Exercise instructions: Your task is to copy each line of the material that holds the word "Authentication".

-------- Provided data

PR #13, opened 2026-02-20
CLI-18 Update port allocation logic

kirill-knize-sonarsource:


src/bootstrap/auth.ts
```diff
@@ -13,7 +13,7 @@ const HTTP_STATUS_OK = 200;
 const HTTP_STATUS_PAYLOAD_TOO_LARGE = 413;
 const TOKEN_DISPLAY_LENGTH = 20;
 const MAX_POST_BODY_BYTES = 4096;
-const SUCCESS_HTML_TITLE = 'SonarLint Authentication';
+const SUCCESS_HTML_TITLE = 'Sonar CLI Authentication';
```
damien-urruty-sonarsource, line 16: `SonarQube CLI` is the official name I think?

tests/unit/auth-helpers.test.ts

----------------

Expected output:
-const SUCCESS_HTML_TITLE = 'SonarLint Authentication';
+const SUCCESS_HTML_TITLE = 'Sonar CLI Authentication';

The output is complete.